* _TASK OBJECTIVE_
Among the lines of data below, reproduce only those from the one with "is now also" through the one with "Source/Csla/buildTransitive/Csla.targets", exactly as they stand, both ends included.
────────────────────────────────────────
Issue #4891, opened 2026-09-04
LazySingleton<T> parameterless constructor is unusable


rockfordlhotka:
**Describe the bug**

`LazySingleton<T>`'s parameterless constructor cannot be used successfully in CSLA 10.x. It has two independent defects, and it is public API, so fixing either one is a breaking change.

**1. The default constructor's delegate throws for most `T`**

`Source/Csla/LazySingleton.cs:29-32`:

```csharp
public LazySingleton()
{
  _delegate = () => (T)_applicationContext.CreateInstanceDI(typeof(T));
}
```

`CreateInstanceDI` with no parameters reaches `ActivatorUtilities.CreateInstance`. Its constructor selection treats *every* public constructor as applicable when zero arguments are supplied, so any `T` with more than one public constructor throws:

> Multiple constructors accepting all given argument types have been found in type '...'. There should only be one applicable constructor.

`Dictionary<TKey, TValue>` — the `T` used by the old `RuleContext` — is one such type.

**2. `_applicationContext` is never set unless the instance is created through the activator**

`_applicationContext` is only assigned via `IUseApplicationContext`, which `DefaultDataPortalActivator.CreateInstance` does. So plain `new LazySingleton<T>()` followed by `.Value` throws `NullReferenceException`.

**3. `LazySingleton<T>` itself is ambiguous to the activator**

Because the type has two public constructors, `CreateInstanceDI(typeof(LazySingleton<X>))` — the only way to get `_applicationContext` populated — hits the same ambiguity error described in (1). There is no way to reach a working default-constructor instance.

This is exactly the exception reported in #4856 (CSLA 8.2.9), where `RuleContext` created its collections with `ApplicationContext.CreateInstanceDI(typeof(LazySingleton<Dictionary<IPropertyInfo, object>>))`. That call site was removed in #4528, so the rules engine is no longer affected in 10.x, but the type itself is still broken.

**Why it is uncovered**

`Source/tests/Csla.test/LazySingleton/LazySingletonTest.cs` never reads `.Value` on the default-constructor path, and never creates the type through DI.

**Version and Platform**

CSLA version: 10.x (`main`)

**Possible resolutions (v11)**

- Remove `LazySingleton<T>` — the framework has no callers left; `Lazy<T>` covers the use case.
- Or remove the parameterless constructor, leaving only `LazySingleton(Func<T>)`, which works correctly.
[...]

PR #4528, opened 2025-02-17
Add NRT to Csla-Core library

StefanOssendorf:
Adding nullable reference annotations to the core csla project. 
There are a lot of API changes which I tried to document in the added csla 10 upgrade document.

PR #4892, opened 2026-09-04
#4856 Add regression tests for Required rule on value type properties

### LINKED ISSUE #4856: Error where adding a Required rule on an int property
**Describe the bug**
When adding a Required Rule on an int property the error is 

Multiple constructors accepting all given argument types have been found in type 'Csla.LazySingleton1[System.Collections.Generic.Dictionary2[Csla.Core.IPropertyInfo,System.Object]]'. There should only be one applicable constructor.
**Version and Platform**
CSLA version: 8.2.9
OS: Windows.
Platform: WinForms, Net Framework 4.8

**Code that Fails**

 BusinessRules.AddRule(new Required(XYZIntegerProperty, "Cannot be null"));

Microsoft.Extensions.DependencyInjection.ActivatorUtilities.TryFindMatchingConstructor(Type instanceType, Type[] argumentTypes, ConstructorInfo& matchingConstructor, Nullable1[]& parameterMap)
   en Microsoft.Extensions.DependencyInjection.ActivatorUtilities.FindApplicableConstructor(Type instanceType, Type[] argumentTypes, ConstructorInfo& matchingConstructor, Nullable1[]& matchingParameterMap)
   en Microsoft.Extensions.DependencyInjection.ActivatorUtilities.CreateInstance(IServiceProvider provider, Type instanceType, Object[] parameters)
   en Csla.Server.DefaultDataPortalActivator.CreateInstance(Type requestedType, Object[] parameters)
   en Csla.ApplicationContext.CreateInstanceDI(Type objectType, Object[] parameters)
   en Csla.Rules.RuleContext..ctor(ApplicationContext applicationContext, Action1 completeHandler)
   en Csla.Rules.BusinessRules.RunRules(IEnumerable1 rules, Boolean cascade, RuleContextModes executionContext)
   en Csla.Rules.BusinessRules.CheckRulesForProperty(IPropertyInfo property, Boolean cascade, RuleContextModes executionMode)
────────────────────────────────────────
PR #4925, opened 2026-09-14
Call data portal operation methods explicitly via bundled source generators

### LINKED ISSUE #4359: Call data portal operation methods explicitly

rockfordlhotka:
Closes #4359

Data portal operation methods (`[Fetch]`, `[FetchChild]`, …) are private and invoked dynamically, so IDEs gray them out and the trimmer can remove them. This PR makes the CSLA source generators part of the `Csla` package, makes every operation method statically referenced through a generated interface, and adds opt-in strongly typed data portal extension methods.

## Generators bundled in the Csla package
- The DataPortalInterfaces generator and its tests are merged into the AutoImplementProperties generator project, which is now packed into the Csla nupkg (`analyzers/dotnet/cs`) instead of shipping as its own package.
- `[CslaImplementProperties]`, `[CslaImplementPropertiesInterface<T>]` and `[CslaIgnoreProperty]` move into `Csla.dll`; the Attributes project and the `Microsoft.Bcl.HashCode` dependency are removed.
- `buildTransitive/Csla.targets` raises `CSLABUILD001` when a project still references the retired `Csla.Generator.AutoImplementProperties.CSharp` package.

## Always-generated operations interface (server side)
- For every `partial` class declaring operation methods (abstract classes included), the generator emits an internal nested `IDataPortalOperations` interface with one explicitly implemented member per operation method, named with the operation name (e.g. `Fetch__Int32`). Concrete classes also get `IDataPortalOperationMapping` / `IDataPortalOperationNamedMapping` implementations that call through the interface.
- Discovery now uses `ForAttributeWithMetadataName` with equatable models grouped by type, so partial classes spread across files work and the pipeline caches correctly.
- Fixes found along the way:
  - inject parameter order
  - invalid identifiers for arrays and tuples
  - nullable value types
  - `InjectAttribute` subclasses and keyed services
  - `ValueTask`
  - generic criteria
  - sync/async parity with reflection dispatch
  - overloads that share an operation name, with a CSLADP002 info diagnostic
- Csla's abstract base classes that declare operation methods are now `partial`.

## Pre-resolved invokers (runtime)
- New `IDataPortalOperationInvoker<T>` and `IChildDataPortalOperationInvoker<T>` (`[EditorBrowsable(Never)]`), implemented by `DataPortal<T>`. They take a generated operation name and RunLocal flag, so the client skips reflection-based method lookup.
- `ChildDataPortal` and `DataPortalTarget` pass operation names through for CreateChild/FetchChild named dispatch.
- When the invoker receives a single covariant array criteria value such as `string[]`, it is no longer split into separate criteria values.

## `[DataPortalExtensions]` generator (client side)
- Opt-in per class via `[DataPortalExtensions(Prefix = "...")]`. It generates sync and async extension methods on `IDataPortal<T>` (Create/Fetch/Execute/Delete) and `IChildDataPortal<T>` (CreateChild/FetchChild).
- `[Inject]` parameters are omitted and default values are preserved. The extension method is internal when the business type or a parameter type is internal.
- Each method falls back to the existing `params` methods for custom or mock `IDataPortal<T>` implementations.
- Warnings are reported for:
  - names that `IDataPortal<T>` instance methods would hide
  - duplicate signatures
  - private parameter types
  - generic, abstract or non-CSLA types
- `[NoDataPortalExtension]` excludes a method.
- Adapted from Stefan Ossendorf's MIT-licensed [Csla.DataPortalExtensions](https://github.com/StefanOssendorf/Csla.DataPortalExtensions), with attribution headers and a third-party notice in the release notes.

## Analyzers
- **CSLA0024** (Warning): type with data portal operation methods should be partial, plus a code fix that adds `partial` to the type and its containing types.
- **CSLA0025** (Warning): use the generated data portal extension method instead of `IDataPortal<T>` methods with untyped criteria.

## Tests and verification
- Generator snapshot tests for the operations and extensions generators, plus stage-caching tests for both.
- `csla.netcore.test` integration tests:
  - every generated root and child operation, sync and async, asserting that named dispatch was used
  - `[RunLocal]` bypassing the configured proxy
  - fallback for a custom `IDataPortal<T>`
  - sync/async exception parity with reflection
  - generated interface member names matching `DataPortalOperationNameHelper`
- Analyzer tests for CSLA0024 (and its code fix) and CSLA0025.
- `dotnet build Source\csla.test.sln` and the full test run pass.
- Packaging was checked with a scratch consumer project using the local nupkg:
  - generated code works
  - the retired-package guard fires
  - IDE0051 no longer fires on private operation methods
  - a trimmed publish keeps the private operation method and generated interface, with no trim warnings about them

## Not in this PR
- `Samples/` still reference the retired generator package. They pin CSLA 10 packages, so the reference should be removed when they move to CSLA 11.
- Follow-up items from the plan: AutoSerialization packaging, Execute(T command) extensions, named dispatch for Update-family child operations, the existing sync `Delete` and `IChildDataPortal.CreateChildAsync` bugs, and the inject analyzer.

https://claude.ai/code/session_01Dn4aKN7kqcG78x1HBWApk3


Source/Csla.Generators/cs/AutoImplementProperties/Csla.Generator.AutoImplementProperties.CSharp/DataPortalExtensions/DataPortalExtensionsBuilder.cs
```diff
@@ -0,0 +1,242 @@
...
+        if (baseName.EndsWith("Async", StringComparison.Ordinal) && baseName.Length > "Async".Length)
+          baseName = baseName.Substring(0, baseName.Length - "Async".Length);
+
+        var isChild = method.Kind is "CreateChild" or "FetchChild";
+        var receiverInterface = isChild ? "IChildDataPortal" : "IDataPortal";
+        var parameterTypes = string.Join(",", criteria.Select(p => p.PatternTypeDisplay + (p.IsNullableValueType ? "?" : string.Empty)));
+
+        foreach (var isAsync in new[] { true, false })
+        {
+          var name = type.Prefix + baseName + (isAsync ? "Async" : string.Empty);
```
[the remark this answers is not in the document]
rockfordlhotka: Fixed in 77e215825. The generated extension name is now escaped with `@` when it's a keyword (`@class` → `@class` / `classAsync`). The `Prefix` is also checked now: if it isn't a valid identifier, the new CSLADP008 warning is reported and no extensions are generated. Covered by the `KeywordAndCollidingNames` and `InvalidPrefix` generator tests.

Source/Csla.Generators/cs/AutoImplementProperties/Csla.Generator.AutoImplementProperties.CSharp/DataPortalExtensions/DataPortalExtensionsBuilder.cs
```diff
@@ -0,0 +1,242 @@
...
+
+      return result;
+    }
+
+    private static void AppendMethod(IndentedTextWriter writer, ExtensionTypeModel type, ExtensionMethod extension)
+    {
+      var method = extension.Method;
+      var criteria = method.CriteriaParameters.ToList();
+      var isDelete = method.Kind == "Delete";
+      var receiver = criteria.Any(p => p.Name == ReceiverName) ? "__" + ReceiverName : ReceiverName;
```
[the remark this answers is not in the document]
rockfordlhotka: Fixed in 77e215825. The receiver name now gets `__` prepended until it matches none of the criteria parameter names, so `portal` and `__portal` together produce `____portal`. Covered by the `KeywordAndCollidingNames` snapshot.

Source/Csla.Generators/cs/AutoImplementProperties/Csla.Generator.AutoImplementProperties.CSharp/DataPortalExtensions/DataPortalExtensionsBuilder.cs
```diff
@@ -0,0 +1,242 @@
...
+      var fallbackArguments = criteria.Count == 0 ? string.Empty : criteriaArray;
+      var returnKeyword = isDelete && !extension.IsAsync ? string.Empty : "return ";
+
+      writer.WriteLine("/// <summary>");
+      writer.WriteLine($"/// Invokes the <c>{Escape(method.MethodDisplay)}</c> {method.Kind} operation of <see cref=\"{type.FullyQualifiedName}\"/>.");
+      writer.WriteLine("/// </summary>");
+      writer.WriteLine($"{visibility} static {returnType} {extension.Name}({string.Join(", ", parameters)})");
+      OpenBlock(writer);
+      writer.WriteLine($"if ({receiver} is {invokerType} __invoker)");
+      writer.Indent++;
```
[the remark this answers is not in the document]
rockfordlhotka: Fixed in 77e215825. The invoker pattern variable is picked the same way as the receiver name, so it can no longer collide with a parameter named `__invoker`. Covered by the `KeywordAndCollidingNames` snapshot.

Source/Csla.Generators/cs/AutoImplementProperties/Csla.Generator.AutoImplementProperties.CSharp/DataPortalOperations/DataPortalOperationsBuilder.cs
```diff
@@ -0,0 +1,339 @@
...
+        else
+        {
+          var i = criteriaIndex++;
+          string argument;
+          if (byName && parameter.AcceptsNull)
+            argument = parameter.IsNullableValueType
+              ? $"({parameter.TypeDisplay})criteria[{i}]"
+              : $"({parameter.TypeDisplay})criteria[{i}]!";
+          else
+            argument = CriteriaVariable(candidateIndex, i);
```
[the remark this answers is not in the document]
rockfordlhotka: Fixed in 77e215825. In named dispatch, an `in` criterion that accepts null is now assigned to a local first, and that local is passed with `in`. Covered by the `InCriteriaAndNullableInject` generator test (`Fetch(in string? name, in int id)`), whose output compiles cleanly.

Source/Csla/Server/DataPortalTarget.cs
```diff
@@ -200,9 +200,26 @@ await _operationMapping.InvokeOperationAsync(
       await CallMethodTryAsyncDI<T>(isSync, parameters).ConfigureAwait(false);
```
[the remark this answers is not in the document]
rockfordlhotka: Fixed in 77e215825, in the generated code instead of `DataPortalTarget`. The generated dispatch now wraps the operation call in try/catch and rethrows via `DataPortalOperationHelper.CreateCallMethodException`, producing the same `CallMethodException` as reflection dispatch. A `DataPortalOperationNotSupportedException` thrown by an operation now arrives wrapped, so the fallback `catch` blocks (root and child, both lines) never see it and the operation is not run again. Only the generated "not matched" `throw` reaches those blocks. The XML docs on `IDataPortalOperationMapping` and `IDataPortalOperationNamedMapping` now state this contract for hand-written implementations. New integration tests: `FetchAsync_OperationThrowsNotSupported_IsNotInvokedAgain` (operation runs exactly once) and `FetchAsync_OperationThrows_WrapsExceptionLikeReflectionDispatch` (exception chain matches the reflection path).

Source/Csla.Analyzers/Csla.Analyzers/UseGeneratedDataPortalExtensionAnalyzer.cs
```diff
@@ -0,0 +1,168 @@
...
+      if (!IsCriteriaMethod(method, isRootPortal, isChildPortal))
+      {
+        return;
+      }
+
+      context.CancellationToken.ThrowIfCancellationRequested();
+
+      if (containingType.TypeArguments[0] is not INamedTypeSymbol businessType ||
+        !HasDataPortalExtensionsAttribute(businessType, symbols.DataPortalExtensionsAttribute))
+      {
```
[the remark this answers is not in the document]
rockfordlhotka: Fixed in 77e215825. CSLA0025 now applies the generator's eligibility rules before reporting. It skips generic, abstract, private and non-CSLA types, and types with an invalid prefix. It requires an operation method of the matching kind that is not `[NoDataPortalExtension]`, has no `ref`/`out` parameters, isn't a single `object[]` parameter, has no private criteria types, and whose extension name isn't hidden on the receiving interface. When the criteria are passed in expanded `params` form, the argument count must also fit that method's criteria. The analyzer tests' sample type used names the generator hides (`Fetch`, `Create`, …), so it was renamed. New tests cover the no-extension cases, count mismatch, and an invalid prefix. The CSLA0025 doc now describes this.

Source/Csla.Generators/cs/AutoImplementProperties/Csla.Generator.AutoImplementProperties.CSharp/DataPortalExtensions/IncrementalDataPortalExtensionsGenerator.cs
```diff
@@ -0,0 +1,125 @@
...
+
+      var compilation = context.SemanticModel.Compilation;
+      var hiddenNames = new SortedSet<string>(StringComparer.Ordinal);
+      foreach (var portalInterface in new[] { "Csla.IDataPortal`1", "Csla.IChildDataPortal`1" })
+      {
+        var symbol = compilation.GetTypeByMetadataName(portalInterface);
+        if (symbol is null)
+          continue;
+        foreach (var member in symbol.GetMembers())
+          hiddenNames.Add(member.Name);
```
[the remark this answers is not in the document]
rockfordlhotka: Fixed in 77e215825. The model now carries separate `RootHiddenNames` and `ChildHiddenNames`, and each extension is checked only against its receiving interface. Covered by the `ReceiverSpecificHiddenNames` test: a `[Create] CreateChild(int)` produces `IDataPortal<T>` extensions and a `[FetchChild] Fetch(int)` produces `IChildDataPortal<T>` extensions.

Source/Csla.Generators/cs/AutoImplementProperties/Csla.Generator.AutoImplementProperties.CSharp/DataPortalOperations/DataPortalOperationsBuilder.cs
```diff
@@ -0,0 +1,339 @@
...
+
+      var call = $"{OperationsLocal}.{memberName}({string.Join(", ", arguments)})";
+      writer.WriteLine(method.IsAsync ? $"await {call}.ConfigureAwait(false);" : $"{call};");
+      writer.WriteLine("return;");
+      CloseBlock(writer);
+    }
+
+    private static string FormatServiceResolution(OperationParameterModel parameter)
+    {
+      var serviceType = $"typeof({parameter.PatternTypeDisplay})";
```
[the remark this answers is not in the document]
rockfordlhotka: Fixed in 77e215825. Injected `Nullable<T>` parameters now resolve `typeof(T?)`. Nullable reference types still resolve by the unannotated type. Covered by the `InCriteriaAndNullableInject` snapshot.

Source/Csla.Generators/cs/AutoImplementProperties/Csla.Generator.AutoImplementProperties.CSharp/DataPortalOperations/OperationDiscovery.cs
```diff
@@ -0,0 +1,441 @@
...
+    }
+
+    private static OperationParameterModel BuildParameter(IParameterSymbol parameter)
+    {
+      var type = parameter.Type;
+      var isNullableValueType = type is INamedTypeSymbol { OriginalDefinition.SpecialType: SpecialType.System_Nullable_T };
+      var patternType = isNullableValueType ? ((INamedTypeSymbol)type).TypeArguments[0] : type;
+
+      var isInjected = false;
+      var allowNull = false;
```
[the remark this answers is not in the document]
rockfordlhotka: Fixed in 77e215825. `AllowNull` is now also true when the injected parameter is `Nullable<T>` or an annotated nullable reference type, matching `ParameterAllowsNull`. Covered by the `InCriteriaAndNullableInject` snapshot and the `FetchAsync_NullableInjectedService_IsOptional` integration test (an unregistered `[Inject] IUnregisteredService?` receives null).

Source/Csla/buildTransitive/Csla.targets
────────────────────────────────────────
* _OUTPUT_
rockfordlhotka: Fixed in 77e215825. `AllowNull` is now also true when the injected parameter is `Nullable<T>` or an annotated nullable reference type, matching `ParameterAllowsNull`. Covered by the `InCriteriaAndNullableInject` snapshot and the `FetchAsync_NullableInjectedService_IsOptional` integration test (an unregistered `[Inject] IUnregisteredService?` receives null).

Source/Csla/buildTransitive/Csla.targets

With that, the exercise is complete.